Establishes a secure connection with Athena.
Executes the query asynchronously.
Manages the execution ID for tracking.

4. Response Formatting

The final step involves transforming technical results into comprehensible responses:

StringBuilder prompt = new StringBuilder(
   "You are an expert in answering queries, you must respond " +
   "in a professional, concise, and clear manner. The question asked was " +
   preguntaUsuario + " and the database response is: " +
   respuestaBD);

This formatting:

Maintains the context of the original question.
Structures the response naturally.
Preserves the precision of the obtained data.

5. Handling Non-Deterministic Queries

When the system identifies a query as non-deterministic, it means the query requires contextual or interpretive analysis that cannot be resolved through a direct SQL query. In this case, the system uses the Anthropic model directly to process the query.

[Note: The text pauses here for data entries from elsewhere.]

Issue #2360, opened 2019-01-11
Refactor process to download languages to Clean Architecture


xurxodev:
Refactor according to:
 - UseCase with async executor and main executor
- Create one repository by domain root entity
- Create the repositories with ReadPolicy invoking local and remote data sources when is necessary
- From UseCase inject all dependencies

PR #2361, opened 2019-01-11
Download current language terms first and then the rest in async way

### LINKED ISSUE #2352: On app start download only login activity terms
The App is downloading languages during its boot time. This performance issue consist on downloading only login terms during boot time, enough to show the login screen and then while presenting the login screen download in background the full languages

xurxodev:
### :pushpin: References
* **Issue:** close #2352 
* **Related pull-requests:** 

Optimize the time of splash activity is showing until navigate to the login activity

###   :gear: branches 
**app**:
       Origin: feature-optimize_the_download_of_languages_time_in_splash_activity Target: v1.4_connect

I added a language parameter to DownloadLanguageTranslationUseCase and first download terms of the current language and then download rest languages terms in an async way.

**Note: According to tests on my emulator, the navigation from splash activity to login activity is reduced over 10-15 seg approximately. For poor connections, the improvement can be bigger.**
The architecture corresponds to this process has bad practices, I have created a new issue to refactor in the future. https://github.com/EyeSeeTea/pictureapp/issues/2360

 **Use case 1:** Remove current app, open Logcat and execute. Read traces and confirm that during splash activity visualization only downloads current language and when to navigate to login activity in an async way the rest of languages terms is downloading.

### :art: UI changes?

### DIFF
--- a/app/src/ereferrals/java/org/eyeseetea/malariacare/data/sync/importer/LanguageDownloader.java
+++ b/app/src/ereferrals/java/org/eyeseetea/malariacare/data/sync/importer/LanguageDownloader.java
@@ -2,6 +2,7 @@ package org.eyeseetea.malariacare.data.sync.importer;
 
 
 import android.support.annotation.NonNull;
+import android.util.Log;
 
 import com.raizlabs.android.dbflow.sql.language.SQLite;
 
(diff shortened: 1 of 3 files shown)


ifoche (approved):
@xurxodev I'm having problems with my phone in French. French is a special case because it's present but there is no translated term. I can see a long exception, but the app seems to work and it definitively seems to save time at the beginning, so creating a separate issue to better investigate that problem, but let's consider it as one of the issues we will review after the testing. Thanks for this!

5.1 Identification and Processing

The identification happens in the first step of the process, when the model does not return the word “DETERMINISTIC” followed by SQL. In this case, the system proceeds to process the query using the Bedrock model directly.

5.2 Model Configuration

For these queries, we use the base configuration of the Anthropic Sonnet 3.5 v2 model:

RetrieveAndGenerateInput input = RetrieveAndGenerateInput.builder()
        .text(prompt)
        .build();

KnowledgeBaseRetrieveAndGenerateConfiguration knowledgeConfig = KnowledgeBaseRetrieveAndGenerateConfiguration
        .builder()
        .knowledgeBaseId(KNOWLEDGE_BASE_ID)
        .modelArn(MODEL_ARN)
        .build();

RetrieveAndGenerateConfiguration retrieveConfig = RetrieveAndGenerateConfiguration.builder()
        .knowledgeBaseConfiguration(knowledgeConfig)
        .type("KNOWLEDGE_BASE")
        .build();

RetrieveAndGenerateRequest request1 = RetrieveAndGenerateRequest.builder()
        .retrieveAndGenerateConfiguration(retrieveConfig)
        .input(input)
        .build();

RetrieveAndGenerateResponse response1 = bedrockAgentRuntimeClient.retrieveAndGenerate(request1);

5.3 Non-Deterministic Query Examples

The following queries are typical examples that the system processes interpretively:

Content Analysis:

  Question: "What are the common patterns in connection error tickets?"

Case Interpretation:

  Question: "How was a similar case resolved last time?"

Contextual Summaries:

  Question: "Summarize the main issue of ticket #12345"

In these cases, the system:

Does not attempt to generate SQL.
Processes the query directly through the model.
Provides a response based on context and available information.
Maintains a format and tone consistent with the original question.

The response is delivered directly to the user, maintaining the conversational nature and context of the original question.

Conclusions and Next Steps

The implementation of this hybrid system, which combines the precision of SQL queries with the interpretive capability of language models, represents just the beginning of what’s possible with Generative Artificial Intelligence in enterprise data analysis.

Key Takeaways

The automatic distinction between deterministic and non-deterministic queries allows us to leverage the best of both worlds: the exactness of relational databases and the contextual understanding of LLMs.
The implemented architecture demonstrates that it’s possible to maintain the precision required in enterprise environments while significantly improving the user experience.
Using modern services like Amazon Bedrock allows us to implement advanced AI solutions without needing to manage complex infrastructure, while having access to state-of-the-art LLMs.

I encourage you to take this example as a starting point for your own explorations. Whether you’re looking to improve your ticket analysis systems or want to apply these concepts to entirely different domains, the possibilities are enormous.

GenAI is transforming the way we interact with data, and I’m excited to be part of this transformation. Are you ready to be part of it too?